Unfold the Chemex filter and insert it into the top of the brewer. Make sure the 3 layered thick part lines up with the pouring spout. This thickness prevents the filter from clogging up the spout.
Rinse the paper filter to get rid of a papery taste and discard the water.
Add your ground to the filter and begin to slowly pour water over them. Here, we are going to completely wet the grounds and let sit for 30 seconds, letting the grounds “bloom“.
Continue filling the filter, don’t let it overflow, and keep adding water as the water level decreases. The time to fill a 6 cup chemex should be right at about 3 minutes 30 seconds.
Timing and GrindFor a dark roasted coffee:If your final fill time was longer than 3 minutes, your grind was probably too fine. If your final time was shorter than 2 minutes 30 seconds, you grind was likely too course. For a light roasted coffee: your sweet spot is a bit longer. Aim for 3-4 minutes. Make a small adjustment next time to the grind to get in that sweet spot.
This method takes a little more manual work than the french press, so I generally prefer making a pot of french press, but it can be fun for a special coffee treat or a relaxed saturday morning. Mix up your methods so your coffee isn’t always the same.
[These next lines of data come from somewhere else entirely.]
PR #1091, opened 2019-03-25
feat: parse-signed-duration

### LINKED ISSUE #1081: Bug: Duration parsing fails for negative durations.
Duration parsing fails for negative durations.
This errors for  `-1m`.
```
func ParseDuration(lit string) ([]ast.Duration, error) {
	var values []ast.Duration
	for len(lit) > 0 {
		n := 0
		for n < len(lit) {
			ch, size := utf8.DecodeRuneInString(lit[n:])
			if size == 0 {
				panic("invalid rune in duration")
			}

			if !unicode.IsDigit(ch) { 
				break
			}
			n += size
		}

		magnitude, err := strconv.ParseInt(lit[:n], 10, 64)
		if err != nil {
			return nil, err
		}
		lit = lit[n:]

		n = 0
		for n < len(lit) {
			ch, size := utf8.DecodeRuneInString(lit[n:])
			if size == 0 {
				panic("invalid rune in duration")
			}

			if !unicode.IsLetter(ch) {
				break
			}
			n += size
		}
		unit := lit[:n]
		if unit == "µs" {
			unit = "us"
		}
		values = append(values, ast.Duration{
			Magnitude: magnitude,
			Unit:      unit,
		})
		lit = lit[n:]
	}
	return values, nil
}
```

I think the problem is at `if !unicode.IsDigit(ch) { `, it needs to check to allow negative signs.

docmerlin:
A public function to parse signed durations.

closes #1081

### DIFF
--- a/parser/strconv.go
+++ b/parser/strconv.go
@@ -1,10 +1,13 @@
 package parser
 
 import (
+	"unicode/utf8"
+
 	"github.com/influxdata/flux/ast"
 	"github.com/influxdata/flux/internal/parser"
 )
 
+// ParseTime will convert a string into an *ast.DateTimeLiteral.
 func ParseTime(lit string) (*ast.DateTimeLiteral, error) {
 	d, err := parser.ParseTime(lit)
 	if err != nil {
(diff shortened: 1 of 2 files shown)


parser/strconv.go
```diff
@@ -16,6 +17,32 @@ func ParseTime(lit string) (*ast.DateTimeLiteral, error) {
 	}, nil
 }
 
+// ParseSignedDuration will convert a string into a possibly negative DurationLiteral.
+func ParseSignedDuration(lit string) (*ast.DurationLiteral, error) {
+	if len(lit) > 0 && lit[0] == '-' {
```
nathanielc: We should use https://golang.org/pkg/unicode/utf8/#DecodeRuneInString here to ensure that we are utf-8 safe.

parser/strconv.go
```diff
@@ -16,6 +17,32 @@ func ParseTime(lit string) (*ast.DateTimeLiteral, error) {
...
+		d, err := parser.ParseDuration(lit[1:])
```
nathanielc: I would prefer this to consume the local ParseDuration method instead of the one in the parser package. That way the logic to construct the ast node is not duplicated.

parser/strconv.go
docmerlin: lit[0] == '-' is utf8 safe because it is at the start of the string, but I can see how using DecodeRuneInString is more standard, I'll switch over.

parser/strconv.go
```diff
@@ -16,6 +19,28 @@ func ParseTime(lit string) (*ast.DateTimeLiteral, error) {
 	}, nil
 }
 
+// ParseSignedDuration will convert a string into a possibly negative DurationLiteral.
+func ParseSignedDuration(lit string) (*ast.DurationLiteral, error) {
+	r, s := utf8.DecodeRuneInString(lit)
+	if len(lit) > 0 && r == '-' {
```
nathanielc: The len check is no longer needed.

The Science Behind Timing2/3 of a roasted coffee bean is insoluble cellulose. The other third is soluble in water. Of that soluble third, most of it is the good stuff: various organic acids and sugars. The rest are longer-chain molecules that we associate with the bitter tastes. We experience the happiest flavor balance when we can extract about 20% of the mass of the coffee. More than that and the bitter flavors start to dominate. Less than that and the flavors become thin and watery. Timing is what makes or breaks the brew process. Let a french press sit for 10 minutes and then see how much more bitter it tastes. The larger the grind size, the longer it takes to extract the good stuff. Balancing all this is part of the science of good coffee. The instructions I’ve written up here are a good guideline to get you started, but feel free to experiment.
Don’t be afraid to spruce up your coffee with cream and sugar. 75% of coffee drinkers do, so your uncle who demands to drink it black because it’ll put “hair on your chest” is really in the minority. Try half and half instead of store bought creamers (which have a ton of sugar) and sprinkle in a little coconut sugar for sweetness. You’ll use a lot less sugar that way.